■ **What you have to do**: From the entries, copy every line that carries the string "really".

Extracted information START

PR #691, opened 2026-07-17
Switch database backend to postgresql

jpodivin:
This is obviously a substantial change. There is no easy way to migrate the trace data we have collected so far, but since we can't properly query it anyway, I don't see that as a much of an issue. That being said, we could export them, if we really want to.

- arize-phoenix is now installed with asyncpg
- Database credentials are set to defaults, it's going to run inside cluster with now outside facing API anyway
- New 150 GB volume for the database
- `phoenix-data` is now 2 GB, that should be enough for the runtime, maybe even an overkill 
- Shrinking volumes can be tricky, so we may have to delete the original and create a new one
- Uses quay.io/sclorg/postgresql-16-c9s container image

From local tests:
image

RELEASE NOTES BEGIN

Replace Phoenix SQLite backend with Postgresql.

RELEASE NOTES END

### DIFF
--- a/Containerfile.phoenix
+++ b/Containerfile.phoenix
@@ -2,7 +2,7 @@
 FROM fedora:44
 RUN dnf install -y python3-pip python3-numpy python3-scipy \
     && dnf clean all \
-    && pip3 install --no-cache-dir 'arize-phoenix<16' 'pydantic-ai-slim<2' \
+    && pip3 install --no-cache-dir 'arize-phoenix[pg]<16' 'pydantic-ai-slim<2' \
     && useradd -u 1001 -g 0 -m -s /sbin/nologin phoenix
 USER 1001
 EXPOSE 6006 4317
--- a/README-agents.md
+++ b/README-agents.md
@@ -166,7 +166,7 @@ Issues can be re-triggered through the workflow in two ways:
 
 ### Phoenix: Alembic migration failure after version rollback
 
-When Phoenix is rolled back to an older version (e.g. v16 → v15), the SQLite database
+When Phoenix is rolled back to an older version (e.g. v16 → v15), the database
 contains an Alembic revision from the newer version that the older code doesn't
 recognize. Phoenix crashes on startup with:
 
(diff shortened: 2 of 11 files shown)


TomasTomecek (commented):
Overall this looks really good, thanks for updating also the documents.

I'm wondering if we need to do some cleanup of the existing data once we deploy it.

jpodivin:
> Overall this looks really good, thanks for updating also the documents.
> 
> I'm wondering if we need to do some cleanup of the existing data once we deploy it.

That's the "best" part. There is no way to migrate the data to the new database. So the cleanup is kind of... given.

openshift/pvc-phoenix-data.yml
```diff
@@ -12,6 +12,6 @@ spec:
   - ReadWriteOnce
   resources:
     requests:
-      storage: 150Gi
```
mfocko, line 15: Did it actually utilize most of the 150Gi?

mfocko (commented):
LGTM

openshift/pvc-phoenix-data.yml
jpodivin: A valid question, I'm not sure about that.

opohorel:
```
oc exec deploy/phoenix -- df -h /mnt/data
Filesystem                                        Size  Used Avail Use% Mounted on
[redacted, so noone from prodsec comes after me]  150G  6.9G  144G   5% /mnt/data
```

opohorel: I would suggest going with 20Gi, so we have some headroom. we'll still save a huge portion of the allocation freed, and we hopefully don't have to worry about it too soon
edit: I meant this comment for db-data not the phoenix-data

jpodivin: I'll revise the PR then.

jpodivin: Done.

majamassarini (approved):
LGTM, thanks!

Extracted information END

■ **Response area**:
This is obviously a substantial change. There is no easy way to migrate the trace data we have collected so far, but since we can't properly query it anyway, I don't see that as a much of an issue. That being said, we could export them, if we really want to.
Overall this looks really good, thanks for updating also the documents.
> Overall this looks really good, thanks for updating also the documents.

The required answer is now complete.